Get two friends (A and B) together, and give then each a coin. Ask them to each flip their coins: “heads” means they want to go east, and “tails” means they want to go west. Now roll a die. If it comes up odd, friend A tells you where he wants to go. If it comes up even, friend B tells you where he wants to go.
If the die-chosen friend answers “west,” scrap the trial and start over.
If the die-chosen friend answers “east,” note the directional desires of both friends.
Seems like 50 trials should be enough to verify whether it’s 50/50 or 33/66.
Or am I missing something?
-Fezzik
Hold it right there pardner. Let’s look at your OP. You originally said,
Now, tell me, what does the other passenger do? Is the other passenger silent? Or does the other passenger say something also? This is the crux of the semantics problem here.
The problem statement implies that one passenger spoke, saying “East.” In this case, the correct answer is 50/50 because both West/West and West/East are eliminated.
If you meant the problem statement to be: “The passengers both speak at once, but the cabbie can’t quite hear, and only knows that at least one of them said ‘East’”, then the correct answer is 33/66 because, as you say, only the West/West combination is eliminated.
If you don’t understand the distinction I’m drawing here, please say so.
Well, yes and no. The bone of contention is exactly how to set up such an experiment. I would argue that the experiment you describe correctly reflects scenario the OP. However, [I think], others would argue that the experiment ought to be run as follows:
You will, for sure, get different results from these two tests. With a little reflection, you should see why these two experiments result in a different answer. With a little more reflection, you should, hopefully, see why Fezzik’s proposal is more in accordance with the OP.
Geez Feezik, where have you been through out this saga! Exactly right, first, the die toss is random and a “West” requires a replay, an “East” is play on … because in the OP “one of the passengers said East” … a great way to improve the experimental and code proof of this problem … danke … Andi
… except everytime one of your friends says “West” on the die toss, which was not said in the OP, it would eliminate the EW or WE outcomes 1/2 of the time they were tossed as well as the EE outcome 1/1. In the OP, “East” was the response, … thus the EW, WE, EE outcomes were never eliminated … only the WW outcome was … Andi
[QUOTE]
*Originally posted by zut *
**
Well I’m saying so.
If both passengers speak up, but the cabbie only hears one of them (and he says east) then the chances are still 50/50.

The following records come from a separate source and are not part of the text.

PR #1220, opened 2024-06-28
image viewer - faster display of big images (esp JPGs), some smaller fixes, additional formats

pskowronek:
- faster load of bigger JPGs (like 10MB+ - ~2-3x faster) - thanks to TwelveMonkeys and its `ByteArrayImageInputStream`, plus its JPEG/TIFF plugins 
- fix for JPEG orientation, apparently TwelveMonkeys JPEG plugin works better to determine the correct orientation
- fix for non-deterministic behavior when loading image and window was empty
- added TwelveMonkeys plugins for additional image formats that image viewer can display: webp, psd (and psb)
- the list of extensions supported by JRE TwelveMonkeys plugins is taken from ImageIO and not hardcoded

TwelveMonkeys could also be used for nice resampling for scaled images (TBD in future).

### DIFF
--- a/mucommander-core/src/main/java/com/mucommander/ui/layout/AsyncPanel.java
+++ b/mucommander-core/src/main/java/com/mucommander/ui/layout/AsyncPanel.java
@@ -26,6 +26,7 @@ import java.awt.Window;
 import javax.swing.JComponent;
 import javax.swing.JLabel;
 import javax.swing.JPanel;
+import javax.swing.SwingUtilities;
 import javax.swing.border.EmptyBorder;
 import javax.swing.event.AncestorEvent;
 import javax.swing.event.AncestorListener;
@@ -103,19 +104,15 @@ public abstract class AsyncPanel extends JPanel {
      * Loads the target component by calling {@link #getTargetComponent()} and replace the wait component by it.
      */
     private void loadTargetComponent() {
-        new Thread() {
-            @Override
-            public void run() {
-                JComponent targetComponent = getTargetComponent();
-
+        new Thread(() -> {
+            JComponent targetComponent = getTargetComponent();
+            SwingUtilities.invokeLater(() -> {
                 remove(waitComponent);
                 setBorder(new EmptyBorder(0, 0, 0, 0));
-
                 add(targetComponent, BorderLayout.CENTER);
-
                 updateLayout();
-            }
-        }.start();
+            });
+        }).start();
     }
 
     /**
--- a/mucommander-viewer-image/build.gradle
+++ b/mucommander-viewer-image/build.gradle
@@ -6,17 +6,35 @@ dependencies {
     api project(':mucommander-viewer-api')
     api project(':mucommander-translator')
 
+    comprise 'com.twelvemonkeys.imageio:imageio-core:3.11.0'
+
+    // image plugins to handle additional types (like psd) or faster alternatives to built-in ones (jpeg)
+    comprise 'com.twelvemonkeys.imageio:imageio-jpeg:3.11.0'
+    comprise 'com.twelvemonkeys.imageio:imageio-tiff:3.11.0'
+    comprise 'com.twelvemonkeys.imageio:imageio-psd:3.11.0'
+    comprise 'com.twelvemonkeys.imageio:imageio-webp:3.11.0'
+    // requirements for plugins
+    comprise 'com.twelvemonkeys.common:common-lang:3.11.0'
+    comprise 'com.twelvemonkeys.common:common-io:3.11.0'
+    comprise 'com.twelvemonkeys.imageio:imageio-metadata:3.11.0'
+
+
     compileOnly 'com.google.code.findbugs:jsr305:1.3.9'
 
     testImplementation 'org.testng:testng:7.10.2'
 }
 
 jar {
+   from configurations.comprise.collect { it.isDirectory() ? it : zipTree(it).matching {
+        exclude 'META-INF/**'
+   } }
+   duplicatesStrategy = DuplicatesStrategy.EXCLUDE
    bnd ('Bundle-Name': 'muCommander-viewer-image',
         'Bundle-Vendor': 'muCommander',
-        'Bundle-Description': 'Library for hexadecimal viewer/editor',
+        'Bundle-Description': 'Library for previewing image files',
         'Bundle-DocURL': 'https://www.mucommander.com',
         'Export-Package': 'com.mucommander.viewer.image',
+        'Import-Package': '!magick,*',
         'Bundle-Activator': 'com.mucommander.viewer.image.Activator',
         'Specification-Title': "muCommander",
         'Specification-Vendor': "Arik Hadas",
--- a/mucommander-viewer-image/src/main/java/com/mucommander/viewer/image/Activator.java
+++ b/mucommander-viewer-image/src/main/java/com/mucommander/viewer/image/Activator.java
@@ -18,10 +18,19 @@ package com.mucommander.viewer.image;
 
 import com.mucommander.snapshot.MuSnapshot;
 import com.mucommander.viewer.FileViewerService;
-import javax.annotation.ParametersAreNonnullByDefault;
+import com.twelvemonkeys.imageio.plugins.jpeg.JPEGImageReaderSpi;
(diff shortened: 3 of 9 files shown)


mucommander-core/src/main/java/com/mucommander/ui/layout/AsyncPanel.java
```diff
@@ -103,19 +104,15 @@ public void ancestorMoved(AncestorEvent event) {}
...
      */
     private void loadTargetComponent() {
-        new Thread() {
-            @Override
-            public void run() {
-                JComponent targetComponent = getTargetComponent();
-
+        new Thread(() -> {
+            JComponent targetComponent = getTargetComponent();
+            SwingUtilities.invokeLater(() -> {
```
ahadas, line 109: can't we drop the new thread from here now that we register the code execution in SwingUtilities#invokeLater? the call to getTargetComponent should be a quick one..

mucommander-viewer-image/build.gradle
```diff
@@ -6,17 +6,35 @@ dependencies {
...
+
+    // image plugins to handle additional types (like psd) or faster alternatives to built-in ones (jpeg)
+    comprise 'com.twelvemonkeys.imageio:imageio-jpeg:3.11.0'
+    comprise 'com.twelvemonkeys.imageio:imageio-tiff:3.11.0'
+    comprise 'com.twelvemonkeys.imageio:imageio-psd:3.11.0'
+    comprise 'com.twelvemonkeys.imageio:imageio-webp:3.11.0'
+    // requirements for plugins
+    comprise 'com.twelvemonkeys.common:common-lang:3.11.0'
+    comprise 'com.twelvemonkeys.common:common-io:3.11.0'
+    comprise 'com.twelvemonkeys.imageio:imageio-metadata:3.11.0'
```
ahadas, line 19: I guess few of these libs are retrieved for the pdf bundle as well, right? I wonder if we can introduce it as a separate bundle(s)

mucommander-viewer-image/src/main/java/com/mucommander/viewer/image/Activator.java
```diff
@@ -18,24 +18,44 @@
...
-
-        viewerRegistration = context.registerService(FileViewerService.class, new ImageFileViewerService(), null);
+        try {
+            IIORegistry registry = IIORegistry.getDefaultInstance();
+            registry.registerServiceProvider(new JPEGImageReaderSpi());
+            registry.registerServiceProvider(new PSDImageReaderSpi());
+            registry.registerServiceProvider(new TIFFImageReaderSpi());
+            registry.registerServiceProvider(new WebPImageReaderSpi());
+        } catch (Exception e) {
+            LOGGER.error("Error registering additional image service providers", e);
```
ahadas, line 55: shall we exit in this case?

mucommander-viewer-image/src/main/java/com/mucommander/viewer/image/ImageViewer.java
```diff
@@ -86,7 +95,7 @@ class ImageViewer implements FileViewer, ActionListener {
     private JScrollPane scrollPane = new JScrollPane();
     private ImageStatusPanel statusPanel = new ImageStatusPanel();
 
-    private InitialZoom initialZoom = InitialZoom.RESIZE_WINDOW;
+    private InitialZoom initialZoom = InitialZoom.FIT_TO_WINDOW;
```
ahadas, line 98: what's the initial size of the window?

mucommander-viewer-image/src/main/java/com/mucommander/viewer/image/ImageViewer.java
```diff
@@ -309,17 +318,33 @@ public void extendMenu(JMenuBar menuBar) {
...
-                image = imageViewerPanel.getToolkit().createImage(bout.toByteArray());
+        long start = System.currentTimeMillis();
+        BufferedImage image;
+
+        try (ByteArrayOutputStream bout = new ByteArrayOutputStream();
+             InputStream in = file.getInputStream()) {
+
+            StreamUtils.copyStream(in, bout);
+            try (ImageInputStream input = new ByteArrayImageInputStream(bout.toByteArray())) {
+                Iterator<ImageReader> readers = ImageIO.getImageReaders(input);
```
ahadas, line 329: can it be that we fail with one reader and succeed with a different one?

ahadas (commented):
please also drop a line in the readme file

mucommander-core/src/main/java/com/mucommander/ui/layout/AsyncPanel.java
pskowronek: I would say that we don't want to block Swing threads - we run in a separate thread as much as we can then any UI related things are being done by Swing thread it feels is OK to update UI ("This method should be used when an application thread needs to update the GUI. ").

mucommander-viewer-image/build.gradle
pskowronek: Yes, a separate bundle grouping Twelve Monkey would be nice. But, I'm not sure if I have enough nerves to do that :)

mucommander-viewer-image/src/main/java/com/mucommander/viewer/image/Activator.java
pskowronek: Noe, and I'm not sure if it can throw any exception at this point. This is rather to be on safe-side and continue to work. If some of those providers won't register itself, then still be the built-in ones (in JRE), and since the list of files that can be previewed is taken dynamically the Preview will still work (for some of files).

mucommander-viewer-image/src/main/java/com/mucommander/viewer/image/ImageViewer.java
pskowronek: I will check

mucommander-viewer-image/src/main/java/com/mucommander/viewer/image/ImageViewer.java
pskowronek: I will check

pskowronek: I think it is default size for JPanel (but not 100% sure)

mucommander-viewer-image/src/main/java/com/mucommander/viewer/image/ImageViewer.java
pskowronek: PR updated

mucommander-core/src/main/java/com/mucommander/ui/layout/AsyncPanel.java
ahadas: right, but do we know that creating and running a thread is quicker than calling getTargetComponent? I don't think we really care about msec - so if it's comparable (or in other words, if we don't see a clear benefit of initiating another thread), I'd drop the new thread here..

mucommander-viewer-image/src/main/java/com/mucommander/viewer/image/Activator.java
ahadas: we can raise an exception here but yeah, if the bundle doesn't start we won't have any support of images - so let's keep it this way

mucommander-core/src/main/java/com/mucommander/ui/layout/AsyncPanel.java
pskowronek: > we know that creating and running a thread is quicker than calling getTargetComponent?

For example, https://github.com/mucommander/mucommander/blob/c58c4c7a4d002735227ba92c5681c3e527828f8e/mucommander-core/src/main/java/com/mucommander/ui/viewer/FileFrame.java#L93 - this can be painfully slow operation when opening large file (as text or image).
Spotted that during debugging.

ahadas: okok, you're right - I wrote this comment without looking again at AsyncPanel and I forgot that this is the async part that is supposed to do the heavy lifting (it looked like an innocent method that returns a Swing component)

ahadas (approved):
I'll try to extract twelvemonkeys to a separate bundle as a follow up to this PR, other than that it lgtm

PR #1231, opened 2024-07-08
Organize imports and some generics

olivierpaul:
Generics

### DIFF
--- a/mucommander-protocol-nfs/src/main/java/com/sun/nfs/NfsSecurity.java
+++ b/mucommander-protocol-nfs/src/main/java/com/sun/nfs/NfsSecurity.java
@@ -37,7 +37,6 @@
 
 package com.sun.nfs;
 
-import java.io.*;
 import java.util.*;
 import com.sun.rpc.*;
 
--- a/mucommander-protocol-nfs/src/main/java/com/sun/nfs/NfsSecurity.java
+++ b/mucommander-protocol-nfs/src/main/java/com/sun/nfs/NfsSecurity.java
@@ -37,6 +37,7 @@
 
 package com.sun.nfs;
 
+import java.io.*;
 import java.util.*;
 import com.sun.rpc.*;
 
--- a/src/main/java/com/mucommander/main/AutoProcessor.java
+++ b/src/main/java/com/mucommander/main/AutoProcessor.java
@@ -22,7 +22,6 @@ import java.io.File;
 import java.util.ArrayList;
 import java.util.Arrays;
 import java.util.HashMap;
-import java.util.Iterator;
 import java.util.List;
 import java.util.Map;
 import java.util.StringTokenizer;
@@ -96,12 +95,12 @@ public class AutoProcessor
      * @param configMap Map of configuration properties.
      * @param context The system bundle context.
     **/
-    public static void process(Map configMap, BundleContext context)
+    public static void process(Map<String, String> configMap, BundleContext context)
     {
         ExecutorService executor = null;
         try {
             executor = Executors.newFixedThreadPool(8);
-            var configMapLocal = (configMap == null) ? new HashMap() : configMap;
+            var configMapLocal = (configMap == null) ? new HashMap<String, String>() : configMap;
             processAutoDeploy(executor, configMapLocal, context);
             processAutoProperties(executor, configMapLocal, context);
         } finally {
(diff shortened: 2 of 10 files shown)


src/main/java/com/mucommander/main/AutoProcessor.java
```diff
@@ -96,12 +95,12 @@ public class AutoProcessor
...
      * @param context The system bundle context.
     **/
-    public static void process(Map configMap, BundleContext context)
+    public static void process(Map<String, String> configMap, BundleContext context)
     {
         ExecutorService executor = null;
         try {
             executor = Executors.newFixedThreadPool(8);
-            var configMapLocal = (configMap == null) ? new HashMap() : configMap;
+            var configMapLocal = (configMap == null) ? new HashMap<String, String>() : configMap;
```
ahadas, line 103: how about replacing it with something like the following before the try-block:
```yaml
if (configMap == null)
    configMap = new HashMap<>();
```

ahadas (commented):
I originally tried to avoid changing AutoProcessor and rather change the example it was taken from in apache-felix, but I recall @pskowronek found it challenging to make changes there so I'm overall ok with these changes. one comment inside

src/main/java/com/mucommander/main/AutoProcessor.java
pskowronek: No objections. However, since we already modify AutoProcessor maybe let's just set this argument to NotNull (the only usage of this `process` method is from `muCommander.java`, and map is already enforced to be not null: https://github.com/mucommander/mucommander/blob/50749ce332462fd36d35aaea1b9e5edf04e52e65/src/main/java/com/mucommander/main/muCommander.java#L271)

mucommander-protocol-nfs/src/main/java/com/sun/nfs/NfsSecurity.java
```diff
@@ -37,7 +37,6 @@
 
 package com.sun.nfs;
 
-import java.io.*;
 import java.util.*;
 import com.sun.rpc.*;
```
pskowronek, line 41: what about removing wildcard imports completely?

src/main/java/com/mucommander/main/AutoProcessor.java
ahadas: yep, good idea

mucommander-protocol-nfs/src/main/java/com/sun/nfs/NfsSecurity.java
ahadas: I would prefer to keep this code as close as possible to the original code that we cloned, I'll revert changes in "cloned" code

pskowronek: OK. What about other places with wildcards?
FYI, I've just picked this file randomly to make a comment. 
BTW, such subsystems/packages could be marked as being cloned from elsewhere? For example in `package-info.java` with a link to a source?

src/main/java/com/mucommander/main/AutoProcessor.java
```diff
@@ -95,18 +97,15 @@ public class AutoProcessor
...
-            executor = Executors.newFixedThreadPool(8);
-            var configMapLocal = (configMap == null) ? new HashMap<String, String>() : configMap;
-            processAutoDeploy(executor, configMapLocal, context);
-            processAutoProperties(executor, configMapLocal, context);
-        } finally {
-            if (executor != null) {
-                executor.shutdown();
-            }
+        var executor = Executors.newFixedThreadPool(8);
+        try (AutoCloseable closable = executor::shutdown){
```
pskowronek, line 103: or simply:
`try (var executor = Executors.newFixedThreadPool(8)) {' 

However, Executors became AutoCloseable in java 19, right?

mucommander-protocol-nfs/src/main/java/com/sun/nfs/NfsSecurity.java
ahadas: > OK. What about other places with wildcards? FYI, I've just picked this file randomly to make a comment.

ah ok. in general, I'm good with replacing imports with wildcards - the formatter also does it, but as we discussed once - I prefer not to have PRs with so many formatting changes as they are hard to review. PRs that just replace those imports or replacing them gradually would be ok

> BTW, maybe such subsystems/packages could be marked as being cloned from elsewhere? For example in `package-info.java` with a link to a source?

yeah, that sounds like a good idea

src/main/java/com/mucommander/main/AutoProcessor.java
ahadas: right

mucommander-protocol-nfs/src/main/java/com/sun/nfs/NfsSecurity.java
ahadas: > > BTW, maybe such subsystems/packages could be marked as being cloned from elsewhere? For example in `package-info.java` with a link to a source?
> 
> yeah, that sounds like a good idea

(for a separate PR)

PR #1241, opened 2024-07-19
Drop 'attempt to load non-existing icon' log for actions without icons

ahadas:
Add NoIcon annotation to explicitly state that no icon is set for a particular action, and in case the annotation is set for an action, we don't create a warning of 'attempt to load non-existing icon' for that action.

### DIFF
--- a/mucommander-core/src/main/java/com/mucommander/ui/action/NoIcon.java
+++ b/mucommander-core/src/main/java/com/mucommander/ui/action/NoIcon.java
@@ -1,0 +1,9 @@
+package com.mucommander.ui.action;
+
+import java.lang.annotation.Retention;
+import java.lang.annotation.RetentionPolicy;
+
+@Retention(RetentionPolicy.RUNTIME)
+public @interface NoIcon {
+
+}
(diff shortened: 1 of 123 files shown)


mucommander-core/src/main/java/com/mucommander/ui/action/NoIcon.java
```diff
@@ -0,0 +1,9 @@
+package com.mucommander.ui.action;
```
pskowronek, line 1: copyright note?

mucommander-core/src/main/java/com/mucommander/ui/action/NoIcon.java
```diff
@@ -0,0 +1,9 @@
...
+
+import java.lang.annotation.Retention;
+import java.lang.annotation.RetentionPolicy;
+
+@Retention(RetentionPolicy.RUNTIME)
```
pskowronek, line 6: a javadoc explaining what is the idea behind?

ahadas:
@pskowronek sorry, I missed your comments but I posted #1242 to address them

pskowronek:
> @pskowronek sorry, I missed your comments but I posted #1242 to address them

np, I added them after the merge. Thanks.

Issue #1252, opened 2024-08-16
[Bug] zip file from linux asks for password


aluedtke7:
### Is there an existing issue for this?

- [X] I have searched the existing issues (including the closed ones)

### Description

A zip file created on a linux machine (OpenMediaVault 7, Debian based), can't be opened on an Apple silicon macBook pro with M2max CPU (latest OS Sonoma 14.6.1). When the zip file is double clicked in mucommander on the mac, the **Password-protected file?** dialog pops up. 
The zip file was created with this command on the linux machine: `zip test test.txt`. 
When the zip file is created like this: `zip -X test test.txt` the resulting zip file can be opened with mucommander on the mac without problems. The `-X` option tells the zip command to **exclude extra file attributes**.
When I click on `abort` in the password dialog, I get an error dialog with these details:
```
java.lang.RuntimeException
 at com.mucommander.ui.event.LocationManager.setCurrentFolder(LocationManager.java:104)
 at com.mucommander.core.LocationChanger.setCurrentFolder(LocationChanger.java:352)
 at com.mucommander.core.BrowseLocationThread.run(BrowseLocationThread.java:383)

```
[test.zip](https://github.com/user-attachments/files/16633790/test.zip)

### Steps to reproduce

Double click the attached zip file

### Expected behavior

Should show the zip content without asking for a password

### Actual behavior

Always asks for a password that doesn't exist

### muCommander version

muCommander
Version: 1.4.1
Build date: 2024/06/12
Build number: a65fe3e

### Java version

Java
Runtime version: 23-internal
VM name: OpenJDK 64-Bit Server VM
VM version: 23-internal-ahadas-0081ac197a656cdc0d88d5a5e2a0f399ee023654
VM vendor: Oracle Corporation

### Operating System type and version

OS
Name: Mac OS X
Version: 14.6.1
Architecture: aarch64

ShayArtzi:
I was able to reproduce the issue locally. Seems to me this is a side effect of #1204. I will further look into that and publish a fix PR soon.

aluedtke7:
Thank you for the super fast response and fix!

ShayArtzi:
Sure thing :)

ahadas:
Version 1.5.1 that includes a fix for this issue [has been released](https://github.com/mucommander/mucommander/releases/tag/1.5.1-1)

PR #1253, opened 2024-08-16
Add null check for zip file extended timestamp entry

ShayArtzi:
This PR addresses #1252.

In a case where extended timestamp entry exists in a zip entry but `FLAG_MODTIME` is not present, the `javaTime` field of `ExtendedTimestampExtraField` is going to be null. This in turn lead to NullPointerException being thrown from `ZipEntry::getTimeExtended`.


ahadas (approved):
thanks @ShayArtzi !

PR #1258, opened 2024-09-04
Added proper icons for macOS Sonoma

danielerez:
Menu Bar:
Menu Bar
Dock:
Dock


ahadas:
@danielerez the icons look good but what about their license and credit to whom we get it from?

danielerez:
> @danielerez the icons look good but what about their license and credit to whom we get it from?

The design was uploaded without a specific license: https://macosicons.com/#/u/imacboy
But seems that crediting the creator is enough? https://github.com/elrumo/macOS_Big_Sur_icons_replacements/discussions/1459
Where it can be noted in the repo?

Issue #1326, opened 2025-02-10
[Bug] Open with... doesn't work for muCommander for Apple Silicon


akluch:
### Is there an existing issue for this?

- [x] I have searched the existing issues (including the closed ones)

### Description

When I right click on any file in muCommander and click Open with... it shows "Enable apps here?"

### Steps to reproduce

Prerequisites:
1. Install duti: _brew install duti_
2. Make sure that PATH contains /opt/homebrew/bin and /opt/homebrew/sbin (since zsh is my default shell on Mac, I specify PATH in .zshrc. Just in case I also specified PATH in .bashrc as well)
3. Verified via muCommander's ToggleTerminal that paths are set indeed.
4. Run duti -h in ToggleTerminal and make sure it displays duti help information.

Steps to reproduce:
1. Launch muCommander
2. Right click on any file in muCommander and click Open with...

The exact same version of muCommander but for Mac with Intel chip - works fine without any issue.

### Expected behavior

It should show the list of apps to associate that particular file type with.

### Actual behavior

It shows "Enable apps here?" despite duti being installed.

### muCommander version

1.5.2

### Java version

Runtime version: 24-ea

### Operating System type and version

Mac OS X
Version: 15.3

### Relevant log output

```shell
[2025-02-09 23:34:54.267] SEVERE OSXDesktopAdapter.java#runCommand,490 Unexpected result from running: '[/bin/zsh, -c, which duti]', timed out?: false, exit code: 1

[2025-02-09 23:34:54.308] SEVERE OSXDesktopAdapter.java#runCommand,490 Unexpected result from running: '[/bin/zsh, -l, -c, which duti]', timed out?: false, exit code: 1

[2025-02-09 23:34:54.308] SEVERE OSXDesktopAdapter.java#getPathOfDutiCmd,464 Command 'duti' not found
```

akluch:
Any updates on this?

Thanks

pskowronek:
> Any updates on this?

Are you sure `duti` is on the PATH? Can you open Terminal and execute `duti` command?

akluch:
> > Any updates on this?
> 
> Are you sure `duti` is on the PATH? Can you open Terminal and execute `duti` command?

Yep. I ran 'duti  -h' from Terminal and got usage info for it.

pskowronek:
OK, when you open Terminal from muC (F12) - are you able to execute `duti`, or any other commands installed via brew. BTW, have installed duti using brew?

[...]

PR #1332, opened 2025-03-28
Use type instead of which while checking duti + logs #1326

pskowronek:
Use `type` instead of `which` while checking `duti` command presence. 
`type` is preferred to check a command (see https://stackoverflow.com/a/56516482)
Additionally, added stderr output in debug mode.

Trying to fix the following issue  #1326


ahadas (approved):
thanks @pskowronek, this change looks good regardless of the referenced issue but yeah, let's see if it shed more light on that issue

PR #1336, opened 2025-04-13
fix identification of 'duti' and add debug log

ahadas:
apparently, 'type' on macOS 15.4 doesn't seem to respect the '-p' flag and returns "duti is /opt/homebrew/bin/duti" for 'type -p -f duti'
    
this leads to the following error: Error executing command: [duti is /opt/homebrew/bin/duti, -h]. Error msg: Cannot run program "duti is /opt/homebrew/bin/duti": error=2, No such file or directory
    
thus, replacing 'type -p -f' with 'command -v'

also add more information in the log that may help investigating #1326


pskowronek (approved):
Great finding!

PR #1340, opened 2025-04-14
Fix stacktraces when browsing protected resources #1338

pskowronek:
Fix stacktraces when browsing protected resources #1338 + updated package/readme.txt

### DIFF
--- a/package/readme.txt
+++ b/package/readme.txt
@@ -47,6 +47,9 @@ Localization:
 Bug fixes:
 - The Start Menu group the application is placed in is now named 'muCommander' instead of 'Unknown' on Windows.
 - The application sometimes cannot start after being killed.
+- Fixed unnecessary stack-traces in the logs while starting or running the appliaction.
+- Bumped JediTerm and its dependencies to the newest version
+- Bumped RSyntaxTextArea to the newest version
 
 Known issues:
 - Some translations may not be up-to-date.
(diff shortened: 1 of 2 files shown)


package/readme.txt
```diff
@@ -47,6 +47,9 @@ Localization:
 Bug fixes:
 - The Start Menu group the application is placed in is now named 'muCommander' instead of 'Unknown' on Windows.
 - The application sometimes cannot start after being killed.
+- Fixed unnecessary stack-traces in the logs while starting or running the appliaction.
```
ahadas, line 50: I'd say it's an improvement rather than a fix, wdyt?

package/readme.txt
```diff
@@ -47,6 +47,9 @@ Localization:
...
+- Bumped JediTerm and its dependencies to the newest version
+- Bumped RSyntaxTextArea to the newest version
```
ahadas, line 52: yeah, other projects use to mention bumps of dependencies but we usually don't do that, unless it fixes a bug that is filed on muCommander. @pskowronek is there a particular reason to mention this? or maybe it can also be documented as an improvement

ahadas (commented):
the code changes look good, commented on the readme file

package/readme.txt
pskowronek: I will move those 2 entries to improvements. For RSyntaxTextArea they added some features like support for VHDL and some bugfixes. As it comes to JediTerm - it is hard to tell what they do, but I think they constantly improve integration things (I hope :>).

package/readme.txt
pskowronek: ok, moving to improvements section.

pskowronek:
PR updated

ahadas (approved):

PR #1341, opened 2025-04-16
Checking for 'duti' command now checks well known paths first, and uses -i as last resort #1326

pskowronek:
Checking for 'duti' command now checks well known paths first, and uses -i as last resort #1326


ahadas (approved):
nice!
how about documenting this as an improvement in the readme file?

pskowronek:
> nice! how about documenting this as an improvement in the readme file?

Done!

Because the cabbie ‘didn’t hear quite hear the 2nd guy’, why is the 2nd guy now more likely to have said west? There is no logic in your statement.
If I’m getting it right, I think he means that both passengers might have said ‘East’, so there is now no distinction between the two. In the other cases (and presumably the original, if we’re all reading it rightly), it was clear that one and only one person spoke, thus the distinction is made.
I think you’ve made it the most clear, MadHatter. One passenger has already spoken. The passengers are independent, so the other passenger remains at 50/50. A further inspired example :
Entirely unbeknownst to passengers, cabbie, or airport security, there is a tiny death-ray device in the cab that is activated whenever someone says ‘East’, and will kill them (and only them). So two passengers get in, unaware of the danger that awaits them. The cabbie doesn’t turn around, but asks where they want to go. Someone says ‘East’ and is promptly dispatched by the death ray. The cabbie is completely oblivious; in fact, he can’t distinguish between a dead body and a live one. Now, what are the odds that the other passenger wants to go East (assuming he or she is not too upset by the first passenger’s demise to be superstitious about going East)?